Estrogen Receptor-α knockout females, but not Estrogen Receptor-β knockout females, show male-specific liver gene expression. This heat map shows Estrogen Receptor-α (Esr1) regulated transcripts in female mice that differ at least 5-fold compared to wild-type (WT) female littermates. Each lane represents microarray results from a pool of livers from individual mice sacrificed at 9–10 weeks of age. Duplicate arrays are shown for each group. WT females are represented by the first three lanes. Lane 1: C57BL/6J (B6) females (n = 18). Lane 2: WT littermates of Estrogen Receptor-α knockout (Esr1 KO) mice (n = 6). Lane 3: WT littermates of Estrogen Receptor-β knockout (Esr2 KO) mice (n = 6). Lane 4: Esr2 KO females (n = 8). Lane 5: Esr1 KO females (n = 6). WT males are represented by lanes 6–8. Lane 6: B6 males (n = 15). Lane 7: WT littermates of Esr1 KO mice (n = 6). Lane 8: WT littermates of Esr2 KO mice (n = 6). Lane 9: Esr1 KO males (n = 6).

Figure 2

Pairwise analysis shows liver transcripts affected by Esr1 knockout in females are largely sex-specific. Pairwise analysis showing log₂ fold-change in transcript expression from microarray analysis comparing Estrogen Receptor-α (Esr1) dependent transcripts in females with sex-specific transcripts. All transcripts that changed at least two-fold in either comparison were included (n = 988). Each set of transcripts represents microarray results from a pool of livers from individual mice sacrificed at 9–10 weeks of age. Wild-type (WT) females are represented by a pool of C57BL/6J (B6) females (n = 18) and WT female littermates of the Estrogen Receptor-α KO mice (n = 6) and Estrogen Receptor-β KO mice (n = 6). Estrogen Receptor-α KO females are represented by a pool of intact individuals (n = 6) and females that underwent a sham operation (n = 6).

Figure 3

QPCR analysis of Estrogen Receptor-α-sensitive transcripts identified by microarray. RNA from the livers of 9–10 week-old mice was reverse transcribed and quantified by real-time PCR. WT females (n = 5) were littermates of the Esr1 KO females. For Fmo3, Sult3a1, and Cyp4a12 the Esr1 KO female group was (n = 5) and for 3β-Hsd4/5 the Esr1 KO female group was (n = 4). The average fold change and the standard error of the mean are shown. The ΔΔCT method was used to calculate the fold change and standard error of the mean.

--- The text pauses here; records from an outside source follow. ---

PR #391, opened 2019-07-12
MSTR-37: Show or exclude specific apps by its IDs

guillegr123:


src/apps/common/submodules/appSelector/appSelector.js
```diff
@@ -137,6 +147,17 @@ define(function(require) {
 					self.appSelectorSetStore('apps', _.keyBy(appList, 'id'));
 					self.appSelectorSetStore('selectedAppIds', selectedAppIds);
 
+					// Filter apps
+					if (!_.isEmpty(showOnlyAppIds)) {
```
azefiel: This check seems too strict, you should be able to specify an empty array of ids (btw, do you know if the common control has an empty state? I know it was not part of the mockup/spec).

Here, we need to check if the `showOnlyAppIds` is not undefined and an array:
```suggestion
					if (
						!_.isUndefined(showOnlyAppIds)
						&& _.isArray(showOnlyAppIds)
					) {
```
And simply use the default value set by `lodash#get` when declaring `showOnlyAppIds` (which is `undefined`).

src/apps/common/submodules/appSelector/appSelector.js
```diff
@@ -137,6 +147,17 @@ define(function(require) {
...
+						appList = _.filter(appList, function(app) {
+							return _.includes(showOnlyAppIds, app.id);
+						});
+					} else if (!_.isEmpty(excludeAppIds)) {
```
azefiel: Same here.

src/apps/common/submodules/appSelector/appSelector.js
```diff
@@ -72,14 +72,24 @@ define(function(require) {
 		 * @param  {Object} args
 		 * @param  {jQuery} args.container  Element that will contain the app selector
 		 * @param  {('all'|'account'|'user')} [args.scope='all'] App list scope
-		 * @param  {Boolean} [args.forceFetch=false]  Force to fetch app data from API instead of using the cached one
+		 * @param  {Boolean} [args.forceFetch=false]  Force to fetch app data from API instead of
+		 *                                            using the cached one
+		 * @param  {String[]} [args.showOnlyAppIds=[]]  List of IDs for the specific apps to be
```
azefiel:
```suggestion
		 * @param  {String[]} [args.availableApps=[]]  List of IDs for the specific apps to be
```

src/apps/common/submodules/appSelector/appSelector.js
```diff
@@ -72,14 +72,24 @@ define(function(require) {
...
+		 *                                              displayed. This is applied on top of the
+		 *                                              selected scope, and takes precedence over
+		 *                                              args.excludeAppIds.
+		 * @param  {String[]} [args.excludeAppIds=[]]  List of App IDs of the apps to be excluded
```
azefiel:
```suggestion
		 * @param  {String[]} [args.excludedApps=[]]  List of App IDs of the apps to be excluded
```

src/apps/common/submodules/appSelector/appSelector.js
guillegr123: The common control does not have an empty state, but it will render empty if no apps are listed, due to no existing apps for the specified scope or due to the restrictions.

azefiel: Okay, I'll create a ticket and ping Josh about it.

PR #392, opened 2019-07-15
MSTR-1: Allow chosen to support text free tags

masmerino13:


src/js/lib/monster.ui.js
```diff
@@ -475,9 +475,34 @@ define(function(require) {
...
+				}, pOptions),
+				chosen;
 
 			$target.chosen(options);
+
+			if (!pOptions.tags) {
+				return;
+			}
+
+			chosen = $target.data('chosen');
```
guillegr123: I think it would be better to change the name of this variable, to not to cause any confusion with the method name when a dev scans the code quickly.

azefiel: Agree, since `data('chosen')` effectively returns the Chosen instance, you can rename this variable to `instance`.

src/js/lib/monster.ui.js
```diff
@@ -475,9 +475,34 @@ define(function(require) {
...
+					return;
+				}
+
+				var newTag = $(this).val(),
+					option = $('<option>').val(newTag).text(newTag);
+
+				// Add the new option
+				$target.prepend(option);
+				// Automatically select it
+				$target.find(option).prop('selected', true);
```
azefiel: A more straightforward way of doing this it to set the `select` value directly:
```suggestion
				$target.val(newTag);
```

src/js/lib/monster.ui.js
```diff
@@ -475,9 +475,34 @@ define(function(require) {
...
+
+			if (!pOptions.tags) {
+				return;
+			}
+
+			chosen = $target.data('chosen');
+
+			// Bind the keyup event to the search box input
+			chosen.container.find('input').on('keyup', function(e) {
+				// If we hit Enter and the results list is empty (no matches) add the option
```
azefiel: 👍

src/js/lib/monster.ui.js
masmerino13: awesome, than yuo guys

src/js/lib/monster.ui.js
masmerino13: Looking trough the code this line isn't required, I just add the `prop('selected', true)` on the `option` generation

https://github.com/2600hz/monster-ui/pull/392/files#diff-602a66ca60a9e72a9cdcf92ae9ec90cdR500

src/js/lib/monster.ui.js
```diff
@@ -494,12 +494,13 @@ define(function(require) {
...
 
 				var newTag = $(this).val(),
-					option = $('<option>').val(newTag).text(newTag);
+					option = $('<option>')
+						.val(newTag)
+						.text(newTag)
+						.prop('selected', true);
 
 				// Add the new option
 				$target.prepend(option);
```
azefiel: Seems like using `jquery#prepend` messes up the number of options selected:
1. add a new option by hitting enter
1. select a different option than the one just added
1. click on chosen to open the dropdown

=> the option selected in the dropdown is still the one added programmatically

Looks like adding the option with `jquery#append` does not produce this side effect but please test more use cases involving chosen's different options (multilpe selection for example).

masmerino13: awesome, let me try this

masmerino13:
Thank you @azefiel , `jquery#append` works like a charm!

I already did those changes and also I did some test just to make sure this works for different scenarios.

PR #398, opened 2019-07-23
MPOR-6: Allow to update port req on submit error

guillegr123:
The change is to keep the requestId after save, before status change. This will allow to know that the port request is already saved in case the status change fails, in order to update it on further attempts instead of creating a new one.

### DIFF
--- a/src/apps/common/submodules/portWizard/portWizard.js
+++ b/src/apps/common/submodules/portWizard/portWizard.js
@@ -1321,35 +1321,60 @@ define(function(require) {
 					.on('click', function(event) {
 						event.preventDefault();
 
-						self.portWizardHelperSavePort(_.merge({}, args, {
-							stopErrorPropagation: true,
-							success: function(requestId) {
+						monster.waterfall([
+							function(waterfallCallback) {
+								self.portWizardHelperSavePort(_.merge({}, args, {
+									stopErrorPropagation: true,
+									success: function(requestId) {
+										waterfallCallback(null, requestId);
+									}
+								}));
+							},
+							function(requestId, waterfallCallback) {
+								// Add request ID to args object, to know that the request
+								// has already been saved at this point
+								args = _.merge({
+									data: {
+										request: {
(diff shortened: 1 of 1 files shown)


src/apps/common/submodules/portWizard/portWizard.js
```diff
@@ -1321,35 +1321,60 @@ define(function(require) {
...
+									stopErrorPropagation: true,
+									success: function(requestId) {
+										waterfallCallback(null, requestId);
+									}
+								}));
+							},
+							function(requestId, waterfallCallback) {
+								// Add request ID to args object, to know that the request
+								// has already been saved at this point
+								args = _.merge({
```
azefiel: You should use `lodash#set` to assign a value to that property as it takes care of creating those nested objects if missing.

src/apps/common/submodules/portWizard/portWizard.js
```diff
@@ -1475,6 +1500,7 @@ define(function(require) {
 							data: self.portWizardNormalizePortRequestData(args.data.request)
 						},
 						success: function(portRequest) {
+							_.set(args, 'data.request.id', portRequest.id);
```
azefiel: I believe there is a store for this, so maybe you should save the whole payload:
```suggestion
							self.portWizardSet('portRequest', portRequest);
```

azefiel: Never mind, doesn't seem like the wizard's steps use the store.

guillegr123: Yeah, it does not seem to use it.

src/apps/common/submodules/portWizard/portWizard.js
guillegr123: I used `lodash#merge` to not to modify the original `args` object, but I think that it does not really matter, as it probably is modified along the way anyways. I'll change it to `lodash#set`.

PR #415, opened 2019-08-12
Update Readme

jon-braz:
Added a quick explanation of some of the `gulp` commands available

### DIFF
--- a/README.md
+++ b/README.md
@@ -47,9 +47,9 @@ define({
 
 *For a full list and comprehensive descriptions of all the configurable options, head over to the [dedicated documentation](https://docs.2600hz.com/ui/docs/configuration/)*.
 
-### Build
+### Build/Serve (locally)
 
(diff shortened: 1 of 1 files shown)


azefiel:
Hey @jon-braz 

I believe the page you are looking for is [this one](https://docs.2600hz.com/ui/docs/gulpCommand/)? (also accessible on GitHub [here](https://github.com/2600hz/monster-ui/blob/master/docs/gulpCommand.md))

It should be referenced in the readme under the "Build" section but let me check real quick.

azefiel:
Ah, I see. Some extra information was added to the note explaining where to find documentation about our building tasks.

I'll update that to clarify it and hopefully it will be enough.

azefiel:
How does [that look like](https://github.com/2600hz/monster-ui/blob/master/README.md#build), any better?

The Wilcoxon rank sum test (two-sided) was used to test for changes in gene expression where each transcript was analyzed individually.

Figure 4

Estrogen Receptor-α-dependent gene expression is not altered in Estrogen Receptor heterozygotes, Estrogen Receptor-β knockout mice or in B6 females following alteration of ovarian hormones. Estrogen Receptor-α (Esr1) regulated transcripts in female mice showing at least 5-fold relative expression difference compared to wild-type (WT) female littermates are shown. Each lane represents microarray results from a pool of livers from individual mice sacrificed at 9–10 weeks of age. Duplicate arrays are shown for Lane 1: C57BL/6J (B6) sham operation placebo group (n = 7) and Lane 2: B6 ovariectomized animals with 17β-Estradiol add-back (n = 6) (Lane 2). A single array is shown for Lane 3: a pool of B6 females that underwent ovariectomy and implantation of a placebo pellet (n = 6), Lane 4: B6 animals with ovariectomy but no placebo implant (n = 5), Lane 5: Esr1 heterozygous females (n = 6), and Lane 6: Esr2 heterozygous females (n = 6). Duplicate arrays are shown for Lane 7: Esr2KO females (n = 8), and Lane 8: sham-operated Esr2KO females with placebo implants (n = 6).

Figure 5

Hepatocyte-specific loss of Estrogen Receptor-α has little effect on sex-specific liver gene expression. This heat map shows gene expression associated with hepatocyte-specific loss of Estrogen Receptor-α (LERKO). Transcripts differing ≥ 5-fold in the global Estrogen Receptor-α knockout female group compared to WT females are shown. Each lane represents microarray results from individual mice sacrificed at 9–10 weeks of age. A single array was run for each animal. Lane 1: wild-type (WT) female littermates (n = 3). Lane 2: Female LERKO mice (n = 3). Lane 3: WT male littermates (n = 3). Lane 4: Male LERKO mice (n = 3).